Oksywie is notable as the location of the Polish Naval Academy and one of the bases of the Polish Navy. It was also the namesake of ORP Oksywie.

Etymology
Both the Polish and then German name of the town, as well as various other names for it used in the past (among them Oxsiua, Oxive, Okciua, Oxue, Oxivia, Oxiuia, Oxiwia, Oxiew and Oxivija) stem from a Scandinavian word oxihoved meaning oxen head.

History

In the pre-historic times the Oksywie Heights, overlooking the Bay of Gdańsk, was settled by the members of the Oksywie culture, named after the burial places located just outside Oksywie. With time the area was settled by Slavs and became part of Pomerania. It became part of the emerging Polish state under its first historic ruler Mieszko I in the 10th century. Christianised relatively early, the settlement housed the first Catholic shrine erected in 1224 by Świętopełk I, Duke of Pomerania. Throughout the ages, the settlement shared much of its history with the surrounding region and with the nearby city of Gdańsk, which developed into a regional capital. Oksywie was a possession of the Premonstratensian Monastery in Żukowo, administratively located in the Puck County in the Pomeranian Voivodeship of the Kingdom of Poland.
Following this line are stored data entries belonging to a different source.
PR #187, opened 2020-04-27
Remove async/await from getting country config.

MikeD-ZOE:
# Description

getting country config depends on getting the country value using asyncStorage. This PR removes that dependency, and hooks into setting the countrycode on UserService instead. Thus we can get the config file synchronously, which will help dealing with config flags needed synchronously before React render.

- [ ] Android - Emulator
- [X] iOS - Emulator
- [ ] iOS - Physical device

## Screenshots

### DIFF
--- a/src/core/Config.ts
+++ b/src/core/Config.ts
@@ -5,12 +5,16 @@ import DefaultConfig from './config/default.json';
 
 export type ConfigType = {
   country: string;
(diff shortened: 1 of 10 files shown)


MikeD-ZOE:
Since this PR has been merged in as part fo PR 186, I can close this.

PR #199, opened 2020-04-29
Add screen to ask back dated profile questions

the-kenneth:
# Description

Adds a screen before assessment that will ask the user any profile questions that may have been added to the app after they have already signed up.

Ive moved the blood pressure medication here and added the race/ethnicity question. This involves moving those questions out into their own components and using them in their original screens as well as the new one.

- [ ] Android - Emulator
- [x] iOS - Emulator
- [ ] iOS - Physical device

## Screenshots

It seems formik validation for the race question may have gotten broken before this, but it looks like its not working atm. I couldn't see the issue but will look again.

### DIFF
--- a/assets/lang/en.json
+++ b/assets/lang/en.json
@@ -93,7 +93,6 @@
     "back": "Back"
   },
 
-
   "next-question": "Next question",
   "completed": "Done",
   "something-went-wrong": "Something went wrong, please try again later",
@@ -108,6 +107,9 @@
     "worked-school-clinic": "School clinic",
     "worked-other-facility": "Other health care facility"
   },
+
+  "back-date-profile-title": "Some additional questions about you",
+  "update-profile": "Update profile",
 
   "title-about-work": "About your work",
   "label-cohort": "Are you part of one of these population studies or organisations?",
--- a/src/core/user/UserService.ts
+++ b/src/core/user/UserService.ts
@@ -160,18 +160,19 @@ export default class UserService extends ApiClientBase {
 
   public async updatePatientState(patientState: PatientStateType, patient: PatientInfosRequest) {
     // Calculate the flags based on patient info
+    const hasRaceAnswer = patient.race.length > 0;
     const isFemale = patient.gender == 0;
     const isHealthWorker =
       ['yes_does_treat', 'yes_does_interact'].includes(patient.healthcare_professional) ||
       patient.is_carer_for_community;
     const hasBloodPressureAnswer =
-      patient.takes_any_blood_pressure_medications === true || patient.takes_any_blood_pressure_medications === false;
+      patient.takes_any_blood_pressure_medications || !patient.takes_any_blood_pressure_medications;
     const hasCompletePatientDetails =
       // They've done at least one page of the patient flow. That's a start.
       !!patient.profile_attributes_updated_at &&
       // If they've completed the last page, heart disease will either be true or false
       // and not null. (or any nullable field on the last page)
-      (patient.has_heart_disease === true || patient.has_heart_disease === false);
+      (patient.has_heart_disease || !patient.has_heart_disease);
 
     let patientName = patient.name;
     if (!patientName || (!patient.reported_by_another && patientName === 'Me')) {
@@ -203,6 +204,7 @@ export default class UserService extends ApiClientBase {
       profile,
       isFemale,
       isHealthWorker,
+      hasRaceAnswer,
       hasBloodPressureAnswer,
       hasCompletePatientDetails,
       isReportedByAnother,
--- a/src/core/user/UserService.ts
+++ b/src/core/user/UserService.ts
@@ -165,14 +165,13 @@ export default class UserService extends ApiClientBase {
     const isHealthWorker =
       ['yes_does_treat', 'yes_does_interact'].includes(patient.healthcare_professional) ||
       patient.is_carer_for_community;
-    const hasBloodPressureAnswer =
-      patient.takes_any_blood_pressure_medications || !patient.takes_any_blood_pressure_medications;
+    const hasBloodPressureAnswer = patient.takes_any_blood_pressure_medications != null
     const hasCompletePatientDetails =
       // They've done at least one page of the patient flow. That's a start.
       !!patient.profile_attributes_updated_at &&
       // If they've completed the last page, heart disease will either be true or false
       // and not null. (or any nullable field on the last page)
-      (patient.has_heart_disease || !patient.has_heart_disease);
+      (patient.has_heart_disease != null);
 
     let patientName = patient.name;
     if (!patientName || (!patient.reported_by_another && patientName === 'Me')) {
--- a/src/features/assessment/ProfileBackDateScreen.tsx
+++ b/src/features/assessment/ProfileBackDateScreen.tsx
@@ -1,0 +1,235 @@
+import { RouteProp } from '@react-navigation/native';
+import { StackNavigationProp } from '@react-navigation/stack';
+import { Formik, FormikProps } from 'formik';
+import { Form, Item, Label, Text } from 'native-base';
+import React, { Component } from 'react';
+import { Platform } from 'react-native';
+import * as Yup from 'yup';
+
+import DropdownField from '../../components/DropdownField';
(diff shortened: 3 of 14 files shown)


src/core/user/UserService.ts
```diff
@@ -160,18 +160,19 @@ export default class UserService extends ApiClientBase {
...
   public async updatePatientState(patientState: PatientStateType, patient: PatientInfosRequest) {
     // Calculate the flags based on patient info
+    const hasRaceAnswer = patient.race.length > 0;
     const isFemale = patient.gender == 0;
     const isHealthWorker =
       ['yes_does_treat', 'yes_does_interact'].includes(patient.healthcare_professional) ||
       patient.is_carer_for_community;
     const hasBloodPressureAnswer =
-      patient.takes_any_blood_pressure_medications === true || patient.takes_any_blood_pressure_medications === false;
+      patient.takes_any_blood_pressure_medications || !patient.takes_any_blood_pressure_medications;
```
abubuwe, line 169: I believe this is no longer correct - hasBloodPressureAnswer will be set to true, even if backend value is null?

src/core/user/UserService.ts
```diff
@@ -160,18 +160,19 @@ export default class UserService extends ApiClientBase {
...
     const hasCompletePatientDetails =
       // They've done at least one page of the patient flow. That's a start.
       !!patient.profile_attributes_updated_at &&
       // If they've completed the last page, heart disease will either be true or false
       // and not null. (or any nullable field on the last page)
-      (patient.has_heart_disease === true || patient.has_heart_disease === false);
+      (patient.has_heart_disease || !patient.has_heart_disease);
```
abubuwe, line 175: I believe this is no longer correct - hasBloodPressureAnswer will be set to true, even if backend value is null

src/core/user/UserService.ts
MikeD-ZOE: The original line will result in one of three values: True, False, or null/undefined;
The changed line will result in one of two values: True or False, because the second last part takes a falsy value (false, '', 0, null, undefined) and coerce it into false. So we lose the difference between false, and falsy.

In practice that means before we could tell the difference between a patient answering the question no, or not answering. With the change, we no longer know.

This is one of the quirks of Javascript. Truthiness and Falsiness are sometimes different to True and False.

src/features/assessment/ProfileBackDateScreen.tsx
```diff
@@ -0,0 +1,235 @@
...
+
+  doesChemiotherapy: 'no',
+  takesImmunosuppressants: 'no',
+  takesCorticosteroids: 'no',
+  takesAspirin: 'no',
+  takesBloodPressureMedications: 'no', // pril
+  takesAnyBloodPressureMedications: 'no',
+  takesBloodPressureMedicationsSartan: 'no',
+
+  limitedActivity: 'no',
```
MikeD-ZOE, line 67: I was expecting this set of initial values to just be the list of fields on the page, instead of all the AboutYou fields.

Later on I'd like us to solve how to populate this by asking `RaceEthnicityQuestion` and `BloodPressureMedicationQuestion` to give us their initial form values.

src/features/assessment/ProfileBackDateScreen.tsx
```diff
@@ -0,0 +1,235 @@
...
+      then: Yup.array<string>().min(1, i18n.t('please-select-race')),
+    }),
+    raceOther: Yup.string().when('race', {
+      is: (val: string[]) => val.includes('other'),
+      then: Yup.string().required(),
+    }),
+    ethnicity: Yup.string().when([], {
+      is: () => isUSCountry(),
+      then: Yup.string().required(),
+    }),
```
MikeD-ZOE, line 123: And here, as future next steps, how to get `RaceEthnicityQuestion` and `BloodPressureMedicationQuestion` to give us their validation rules.

src/features/assessment/ProfileBackDateScreen.tsx
```diff
@@ -0,0 +1,235 @@
...
+
+  handleProfileUpdate(formData: BackData) {
+    const { currentPatient } = this.props.route.params;
+    const patientId = currentPatient.patientId;
+
+    const userService = new UserService();
+
+    let infos: Partial<PatientInfosRequest> = {};
+
+    if (formData.takesAnyBloodPressureMedications) {
```
MikeD-ZOE, line 140: Again, another future refactoring: How to get `RaceEthnicityQuestion` and `BloodPressureMedicationQuestion` to generate their own patient docs, so here we combine the documents from both field components.

Once we figure out these next steps, then we can have a Form Screen that takes an array of "Fields", and renders the form by asking the fields for: the initial values, field validation rules, render itself, assembles the patient document by asking each field for their sub-documents.

Then we can rename the app SurveyMonkey.

src/features/assessment/ProfileBackDateScreen.tsx
```diff
@@ -0,0 +1,235 @@
...
+        ...infos,
+        race_other: formData.raceOther,
+      };
+    }
+
+    userService
+      .updatePatient(patientId, infos)
+      .then((response) => {
+        if (formData.race) currentPatient.hasRaceAnswer = true;
+        if (formData.takesAnyBloodPressureMedications) currentPatient.hasBloodPressureAnswer = true;
```
MikeD-ZOE, line 180: Ah, so we need each field too to update the currentPatient. (again, future refactor/next steps)

src/core/user/UserService.ts
the-kenneth: Cant this just be a patient.takes_any_blood_pressure_medication != null then?

src/features/multi-profile/SelectProfileScreen.tsx
```diff
@@ -71,7 +71,12 @@ export default class SelectProfileScreen extends Component<RenderProps, State> {
   async startAssessment(patientId: string) {
     const userService = new UserService();
     const currentPatient = await userService.getCurrentPatient(patientId);
-    this.props.navigation.navigate('StartAssessment', { currentPatient });
+
+    if (currentPatient.hasRaceAnswer && currentPatient.hasBloodPressureAnswer) {
+      this.props.navigation.navigate('StartAssessment', { currentPatient });
+    } else {
+      this.props.navigation.navigate('ProfileBackDate', { currentPatient });
+    }
```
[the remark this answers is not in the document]
the-kenneth: Shall we leave it here until the navigation is refactored? Otherwise we'll have to duplicate code in the LevelOfIsolation screen and the healthworker screens too? Wdyt?

assets/lang/en.json
```diff
@@ -109,6 +108,9 @@
     "worked-other-facility": "Other health care facility"
   },
 
+  "back-date-profile-title": "Some additional questions about you",
+  "update-profile": "Update profile",
```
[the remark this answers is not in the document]
abubuwe: I will ask now but might create a channel solely for translations (with Sweden and any other potential countries). How does that sound?

src/core/user/UserService.ts
MikeD-ZOE: That route, you'd probably want to check undefined too, so:
`patient.takes_any_blood_pressure_medication != null || patient.takes_any_blood_pressure_medication != undefined`

assets/lang/en.json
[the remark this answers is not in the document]
MikeD-ZOE: +1

src/features/multi-profile/SelectProfileScreen.tsx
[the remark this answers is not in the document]
MikeD-ZOE: The LevelOfIsolation and Healthworker screens are assessment screens, so should appear after StartAssessment, and when the various pre-requisites (patient info completed, backfilled, etc).

As it stands, Sweden doesn't have multiple profiles, so this logic needs to be duplicated on the WelcomeRepeat screen -- that's why I initially moved this navigation logic to Start Assessment (back when we had multiple WelcomeRepeat screens).

src/core/user/UserService.ts
the-kenneth: != null also covers undefined, so Ill go with that. Makes it more readable

PR #201, opened 2020-04-29
Notch build versions for 2nd build of 0.12

MikeD-ZOE:
# Description

Had to do a second build of the app yesterday, so iOS build picked the correct push notification key from expo. This is the app.json used for the second build.

- [ ] Android - Emulator
- [ ] iOS - Emulator
- [X] iOS - Physical device

## Screenshots

### DIFF
--- a/app.json
+++ b/app.json
@@ -26,11 +26,11 @@
     "ios": {
       "supportsTablet": true,
       "bundleIdentifier": "com.joinzoe.covid-zoe",
-      "buildNumber": "0.0.28"
+      "buildNumber": "0.0.29"
     },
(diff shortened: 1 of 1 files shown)


MikeD-ZOE:
> I approved but I'm not clear why we need that for an OTA...

It wasn't for OTA. The first build of the app created new Push Notification keys on the iOS build, and that was uploaded to the App store. When we resolved the issue (in that I shouldn't use my expo login to do the build), I needed to increment iOS buildNumber to do the second iOS build, otherwise the App Store would reject the upload because it already has an app-build with that number.

PR #202, opened 2020-04-29
[Splash] Show an error dialog when startup info fails to fetch

### LINKED ISSUE #31: Handle lack of network connection on splash screen
As the app loads up, the` SplashScreen.tsx` makes an API call. If these user doesn't have an internet connection this will fail and the user just sees a blank screen. 

We don't currently support offline mode - but we do need a warning message.

theblixguy:
# Description

Add an error dialog when we fail to fetch startup info. This should also fix #31 (although it seems we don't show a blank screen anymore). Let me know if you want me to change the wording of the message!

Question: Calling `bootstrapAsync` again shows an error message on the simulator (it seems to be related to changes to the navigator this function makes), but this won't be shown on a prod build. Nevertheless, I was thinking whether we should wait before making changes to navigator, etc?

This is my first time with React Native so apologies in advance for any mistakes!

- [ ] Android - Emulator
- [x] iOS - Emulator
- [ ] iOS - Physical device

### DIFF
--- a/app.json
+++ b/app.json
@@ -9,7 +9,7 @@
       "ios",
       "android"
     ],
-    "version": "0.12",
+    "version": "0.13",
     "orientation": "portrait",
     "icon": "./assets/icon.png",
     "splash": {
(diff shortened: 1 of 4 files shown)


theblixguy:
@selvach Done!

abubuwe:
Please include the following translations in the sv-SE.json
```
"splash-error": {
    "title": "Fel",
    "message": "Det uppstod ett fel vid hämtningen av startinformation",
    "primary-action-title": "Försök igen",
    "secondary-action-title": "Avbryt"
  },
```

theblixguy:
@abubuwe Done!

PR #203, opened 2020-04-29
Assessment copy changes

MikeD-ZOE:
# Description

Update 5 questions with refined text.

- [ ] Android - Emulator
- [X] iOS - Emulator
- [ ] iOS - Physical device

## Screenshots

Screenshot 2020-04-29 at 14 12 27


src/core/user/UserService.ts
```diff
@@ -25,7 +25,7 @@ import {
 } from './dto/UserAPIContracts';
 import { camelizeKeys } from './utils';
 
-const ASSESSMENT_VERSION = '1.3.0'; // TODO: Wire this to something automatic.
+const ASSESSMENT_VERSION = '1.3.1'; // TODO: Wire this to something automatic.
```
abubuwe, line 28: should we bump here? this will come out with a series of new questions, so we can just bump to 1.4 when releasing?

MikeD-ZOE: Doing a low-risk OTA this evening, this turns out to be quite precient.

PR #208, opened 2020-04-29
feature(Login screen): Button CTA disabled if fields are empty

emma3333:
# Description

Disable button CTA on Login screen #207

Added function to disable button CTA if input fields are empty.

- [ ] Android - Emulator
- [ ] iOS - Emulator

## Screenshots

Screenshot 2020-04-29 at 16 43 27

Updating other screens with the disabled button logic where appropriate


src/features/login/LoginScreen.tsx
```diff
@@ -41,6 +41,11 @@ export class LoginScreen extends Component<PropsType, StateType> {
     componentDidMount() {
     }
 
+    checkFieldsFilled() {
+        if (this.state.hasPassValidationError || this.state.hasUserValidationError) return false
```
JoshElgar, line 45: This could be `return !(this.state.hasPassValidationError || this.state.hasUserValidationError);`, looks good, something we definitely need.

PR #686, opened 2024-05-23
[React]: Add slot support

fallaciousreasoning:
This lets you set the `slot` attribute directly on Nala components

### DIFF
--- a/src/components/svelte-react.ts
+++ b/src/components/svelte-react.ts
@@ -38,6 +38,7 @@ type Ref<T> =
     }
 export type ReactProps<Props> = Props & {
   ref?: Ref<Props>
+  slot?: string
 } & {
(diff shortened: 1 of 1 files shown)


src/components/svelte-react.ts
```diff
@@ -38,6 +38,7 @@ type Ref<T> =
     }
 export type ReactProps<Props> = Props & {
   ref?: Ref<Props>
+  slot?: string
```
AlanBreck, line 41: Does `ref?: Ref<Props>` not need a comma?

fallaciousreasoning: It was `npm run format` which removed it

But also, nope :laughing: In Ts, valid separators are `\n`, `,` and `;` 

You can even mix/match as you see fit, if you're a monster.

AlanBreck (approved):

PR #689, opened 2024-05-23
Ensure consuming apps receive Icon's IconName type instead of a bad relative import path

petemill:
Consuming apps should know @brave/leo but ../../../ is not the correct relative path from the typescript build output path

I confirmed I didn't need to change anything for consuming apps to get the intellisense to work:
image

### DIFF
--- a/examples/example-ui-react/src/App.tsx
+++ b/examples/example-ui-react/src/App.tsx
@@ -1,13 +1,13 @@
 import * as React from 'react'
-import '../../../tokens/css/variables.css'
-import LeoButton from '../../../react/button'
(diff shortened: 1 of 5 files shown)


fallaciousreasoning:
Just want to double check - that screenshot is in Brave Core?

fallaciousreasoning (approved):

petemill:
> Just want to double check - that screenshot is in Brave Core? Also, when you land it, could you prefix the commit with `[Icon]:` so when I do the release notes its easy 😄

Yes, it's from brave-core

After the World War I, when Poland regained the area after 123 years of partitions, Oksywie became the first base of the Polish Navy. It served this role until the outbreak of World War II. During the German invasion of Poland of 1939, the area was the battlefield of the 9 days long battle of Kępa Oksywska, in which the Polish forces under Col. Stanisław Dąbek defended the area between September 10 and September 19. During the last stages of the war, the area yet again became a battlefield, this time between March 28 and April 5, 1945, when the area of the Oksywie Heights became the last stand of the surrounded German forces in Pomerania.

Sights
Landmarks of Oksywie include the medieval Saint Michael Archangel church, which is the oldest church of Gdynia, and the Polish Navy Cemetery.